Hch 1,15-17.20-26; Sal 112; Jn 15,9-17
Un arranque de amor puede que sea factible, pero seguir en él de manera continuada, permanecer en él, es cosa que supera con creces lo que somos. Y eso es lo que nos pide Jesús. Que seamos como él, pues él permanece en todo momento en el amor del Padre; en el amor con que el Padre le ama. La fuente del amor no somos nosotros, eso es la más pura de las evidencias, pero esa fuente ni siquiera es el Hijo, sino el Padre; de él es de donde procede nuestro amor y de él es de donde procede el amor que el Hijo nos tiene. Por eso puede él permanecer en el amor que nos tiene, y nosotros podemos permanecer en el amor que le tenemos a él. Pero hay una prueba de que ese amor permanece en nosotros: cuando cumplimos lo que es su voluntad para nosotros. Juan dice cuando él, y nosotros con él, cumplimos los mandamientos de nuestro Padre. Pero, cuidado, no nos confundamos. No es un conjunto de reglas y preceptos que Dios nos ha impuesto y debemos cumplir. Incluso no podemos olvidar que los diez mandamientos se enuncian de modo negativo: no matarás, sin con ello, en principio, decirnos qué debemos hacer, aunque, es claro, nuestro comportamiento deber ser tal que lleve a nunca matar; hay un hecho, el matar, y todo un ámbito de vida que girará en torno a lo que podría llevarnos a matar, en donde deberemos ser extremadamente cuidadosos. El mandamiento será, pues, una cuestión de cuidado: de cuidadoso cuidado. Debemos ser fieles en nuestro cuidado del otro para no matar. No podemos ocultarnos del Señor, como Caín, para matar a Abel. Y el cuidado es, a su vez, cuestión de amor. Mas la plenitud del amor nos viene del Padre, de donde procede la torrentera de ese amor que para él es su mismo modo de ser, ser en completud.

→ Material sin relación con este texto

PR #3586, opened 2024-08-12
Project Ironsides - Make window snapping more predictable

### LINKED ISSUE #3037: In Bar-mode PI should respond predictably to snapping (win key + arrow up/down/left/right/etc.)

Right now, you can snap the collapsed PI bar to the top of the screen. Windows then thinks it is maximized, but PI doesn't, and as it's collapsed it obviously isn't maximized.

### Expected result

Rather than interfering with standard Windows behavior, we should honor the user's wishes, and expand PI first, then do whatever Windows+Arrowkey they asked for.

### Actual result

bar seems to be maximized (snapped to top) but it isn't.

timkur:

We were using WindowEx's MaxHeight to prevent the user from resizing the bar when we were in collapsed mode. WindowEx enforced this by responding to the WM_GETMINMAXINFO window message and telling Windows the max height of the window.

However, when in the collapsed state, this caused the snapping system to only snap the window in the collapsed state

image

It was deemed that, when the user snaps the window, we should expand ourselves first. Unfortunately there doesn't appear to be a good way to update our max size via the WM_GETMINMAXINFO prior to the snapping experience being invoked.

Instead, following the advice of the windowing devs, we're now enforcing the window size in the WM_WINDOWPOSCHANGING event.... if the user tries to change the window height when we're in the collapsed mode, we'll enforce the size there.

This also gives us the ability to adjust our allowed window size based on if the window is being snapped or not (via the IsWindowArranged() API). By moving to that, we get the expected snapping behavior...

image

I've also updated the maximize logic to expand the bar when it is maximized as well.

The rest of the logic is trying to keep a sane state once your restore/unsnap. It felt more natural to me that, even if we were collapsed before we snapped/maximized (which triggers us to go to an expanded state), that we should remain in an expanded state once we restore/unsnap.

At some point it may be worth revisiting the separate collapsed/expanded state vs just resizing the window, but that's a decision for another day.

## PR checklist
- [ ] Closes #3037 
- [ ] Tests added/passed
- [ ] Documentation updated

### DIFF
--- a/tools/PI/DevHome.PI/Views/BarWindowHorizontal.xaml.cs
+++ b/tools/PI/DevHome.PI/Views/BarWindowHorizontal.xaml.cs
@@ -5,7 +5,9 @@ using System;
 using System.Collections.Specialized;
 using System.ComponentModel;
 using System.Diagnostics;
+using System.Drawing;
 using System.Linq;
+using System.Runtime.InteropServices;
 using DevHome.Common.Extensions;
 using DevHome.PI.Controls;
 using DevHome.PI.Helpers;
@@ -19,6 +21,7 @@ using Microsoft.UI.Xaml;
 using Microsoft.UI.Xaml.Controls;
 using Microsoft.UI.Xaml.Media;
 using Windows.Foundation;
+using Windows.Graphics;
 using Windows.UI.ViewManagement;
 using Windows.UI.WindowManagement;
 using Windows.Win32;
@@ -154,6 +157,7 @@ public partial class BarWindowHorizontal : WindowEx
 
         // Now that the position is set correctly show the window
         this.Show();
+        HookWndProc();
     }
 
     public void PopulateCommandBar()
@@ -494,7 +498,6 @@ public partial class BarWindowHorizontal : WindowEx
         // We're expanding.
         // Switch the bar to horizontal before we adjust the size.
         LargeContentPanel.Visibility = Visibility.Visible;
-        MaxHeight = double.NaN;
 
         var monitorRect = GetMonitorRectForWindow(ThisHwnd);
         var dpiScale = GetDpiScaleForWindow(ThisHwnd);
@@ -519,10 +522,13 @@ public partial class BarWindowHorizontal : WindowEx
     private void CollapseLargeContentPanel()
     {
         // Make sure we cache the state before switching to collapsed bar.
-        Settings.Default.ExpandedWindowHeight = Height;
+        if (Height > FloatingHorizontalBarHeight)
+        {
+            Settings.Default.ExpandedWindowHeight = Height;
+        }
+
         LargeContentPanel.Visibility = Visibility.Collapsed;
         this.Height = FloatingHorizontalBarHeight;
-        this.MaxHeight = FloatingHorizontalBarHeight;
         this.MinHeight = FloatingHorizontalBarHeight;
     }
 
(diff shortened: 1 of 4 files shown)


tools/PI/DevHome.PI/Views/BarWindowHorizontal.xaml.cs
```diff
@@ -606,15 +612,89 @@ private void WindowEx_WindowStateChanged(object sender, WindowState e)
...
+            }
+        }
+        else if (e.Equals(WindowState.Maximized))
+        {
+            // If we're being maximized, expand our content
+            _viewModel.ShowingExpandedContent = true;
+        }
+    }
+
+    private Windows.Win32.UI.Shell.SUBCLASSPROC? _wndProc;
```
jaholme, line 628: >Windows.Win32.UI.Shell. [](http://example.com/codeflow?start=12&length=23)

nit: using unless this is for disambiguation

tools/PI/DevHome.PI/Views/BarWindowHorizontal.xaml.cs
```diff
@@ -606,15 +612,89 @@ private void WindowEx_WindowStateChanged(object sender, WindowState e)
...
+    private LRESULT NewWindowProc(HWND hWnd, uint msg, WPARAM wParam, LPARAM lParam, nuint uldSubclass, nuint dwRefData)
+    {
+        switch (msg)
+        {
+            case PInvoke.WM_WINDOWPOSCHANGING:
             {
-                // If we were in collapsed mode, then maximized, then expanded, then restored, be sure to set the height back to the expanded height
-                // (by default, Windows will set us to the collapsed height)
-                if (_viewModel.ShowingExpandedContent && Height == FloatingHorizontalBarHeight)
+                Windows.Win32.UI.WindowsAndMessaging.WINDOWPOS wndPos = Marshal.PtrToStructure<Windows.Win32.UI.WindowsAndMessaging.WINDOWPOS>(lParam);
```
jaholme, line 645: >Windows.Win32.UI.WindowsAndMessaging [](http://example.com/codeflow?start=16&length=36)

nit: using

tools/PI/DevHome.PI/Views/BarWindowHorizontal.xaml.cs
```diff
@@ -606,15 +612,89 @@ private void WindowEx_WindowStateChanged(object sender, WindowState e)
...
+                }
+
+                if (!_isSnapped && !_viewModel.ShowingExpandedContent && wndPos.cy > floatingBarHeight)
                 {
-                    Height = Settings.Default.ExpandedWindowHeight;
+                    // Enforce our height limit if we're not showing expanded content and we're not being snapped
+                    wndPos.cy = CommonHelper.MulDiv(FloatingHorizontalBarHeight, (int)this.GetDpiForWindow(), 96);
+                    Marshal.StructureToPtr(wndPos, lParam, true);
+                    Debug.WriteLine("WM_WINDOWPOSCHANGING: Enforcing height limit " + _isSnapped + " " + _transitionFromSnapped);
                 }
```
jaholme, line 674: delete or swap to PI logger?

tools/PI/DevHome.PI/Views/BarWindowHorizontal.xaml.cs
```diff
@@ -606,15 +612,89 @@ private void WindowEx_WindowStateChanged(object sender, WindowState e)
...
+                        _transitionFromSnapped = true;
+                        _isSnapped = false;
+                    }
+                }
+
+                if (!_isSnapped && !_viewModel.ShowingExpandedContent && wndPos.cy > floatingBarHeight)
                 {
-                    Height = Settings.Default.ExpandedWindowHeight;
+                    // Enforce our height limit if we're not showing expanded content and we're not being snapped
+                    wndPos.cy = CommonHelper.MulDiv(FloatingHorizontalBarHeight, (int)this.GetDpiForWindow(), 96);
```
dabhattimsft, line 671: >MulDiv [](http://example.com/codeflow?start=45&length=6)

nit: maybe rename to GetDpiAdjustedHeight(height, GetDpiForWindow())?

tools/PI/DevHome.PI/Views/BarWindowHorizontal.xaml.cs
```diff
@@ -606,15 +612,89 @@ private void WindowEx_WindowStateChanged(object sender, WindowState e)
...
+                {
+                    // Our window is bigger than the floating bar height, so we should show the expanded content
+                    _viewModel.ShowingExpandedContent = true;
+                    Debug.WriteLine("WM_WINDOWPOSCHANGING: enabling expanded content due to large window size " + PInvoke.IsWindowArranged(hWnd));
+                }
+                else
+                {
+                    // We'll say we're done transitioning from snapped once our size is "valid" for our current state
+                    _transitionFromSnapped = false;
+                }
```
dabhattimsft, line 692: Can this be grouped based on (wndPos.cy > floatingBarHeight) or _viewModel.ShowingExpandedContent for better readability?

tools/PI/DevHome.PI/Views/BarWindowHorizontal.xaml.cs
timkur: Updated.

tools/PI/DevHome.PI/Views/BarWindowHorizontal.xaml.cs
timkur: Hmm... it doesn't look like we've made this easy. The logs are mildly interesting, especially if I've missed a case here. Moving this to the PI logger means it no longer shows up in DebugOutput, and so I need to look at yet another place to get this sort of tracing data. I've moved it to the PI logger for now, but something tells me I'd switch it back to Debug.WriteLine if I actually needed to debug scenarios. :()

tools/PI/DevHome.PI/Views/BarWindowHorizontal.xaml.cs
dabhattimsft: something like this maybe?
```
if (!_viewModel.ShowingExpandedContent && wndPos.cy > floatingBarHeight)
{
    if (!_isSnapped)
    {
        // Enforce our height limit if we're not showing expanded content and we're not being snapped
        wndPos.cy = CommonHelper.MulDiv(FloatingHorizontalBarHeight, (int)this.GetDpiForWindow(), 96);
        Marshal.StructureToPtr(wndPos, lParam, true);
        Debug.WriteLine("WM_WINDOWPOSCHANGING: Enforcing height limit " + _isSnapped + " " + _transitionFromSnapped);
    }
    else
    {
        // Our window is bigger than the floating bar height, so we should show the expanded content
        _viewModel.ShowingExpandedContent = true;
        Debug.WriteLine("WM_WINDOWPOSCHANGING: enabling expanded content due to large window size " + PInvoke.IsWindowArranged(hWnd));
    }
}
else if (wndPos.cy <= floatingBarHeight && _viewModel.ShowingExpandedContent && _transitionFromSnapped)
{
    // If we're transitioning from snapped (which always expands our bar) to unsnapped, be sure set our height to the expanded height
    wndPos.cy = CommonHelper.MulDiv((int)Settings.Default.ExpandedWindowHeight, (int)this.GetDpiForWindow(), 96);
    Marshal.StructureToPtr(wndPos, lParam, true);
    Debug.WriteLine("WM_WINDOWPOSCHANGING: Expanding window size for expanded content " + _isSnapped);
}
else
{
    // We'll say we're done transitioning from snapped once our size is "valid" for our current state
    _transitionFromSnapped = false;
}
```

timkur: I like it. Updated.

dabhattimsft (approved):
:shipit:

xhan65 (approved):
:shipit:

Una torrentera de amor que, procediendo del Padre, nos llega por medio del Espíritu Santo. Ahora, pues, precisamente ahora, es cuando, habiendo subido Jesús, el Hijo, al seno del Padre, nos va a enviar el Espíritu con la fuerza de la gracia de Dios que nos santifica. Una fuerza, pues, que llega a nosotros por nuestra fe en quien muriera por y para nosotros en la cruz. Esa torrentera de amor que nos llega tiene en nosotros una puerta: nuestra fe en Jesús, el Cristo; en que en él se ha cumplido lo anunciado desde antiguo: que el Señor está con nosotros para siempre. La sola fe en Cristo Jesús, muerto en la cruz y resucitado a la vida perdurable por la fuerza del Espíritu de Dios, nos adentra en los abismos insondables del amor de Dios. Si cerráramos esa puerta, estaríamos clausurando la acción de Dios en nosotros que nos justifica ante él. La cruz habría sido una muerte inútil. Ascendiendo Jesús al seno del Padre, no nos abriría la puerta del amor de Dios; quedaría cerrada para siempre. Puerta bien delgada: la puerta de nuestra fe en Cristo Jesús. En ella es donde permanecemos en su amor. Por ella viene a nosotros el beneficio de la cruz. Ella hace que no sea vano ese sacrificio. Es nuestra aportación al camino del Señor. Podemos decir: no quiero, no creo, no me da la gana; pero, también, con ayuda de la gracia, podemos decir: creo, quiero, cuida de mí en el sacramento de tu Iglesia.
Tenía la Iglesia tal confianza en el Espíritu, que echaron a suertes.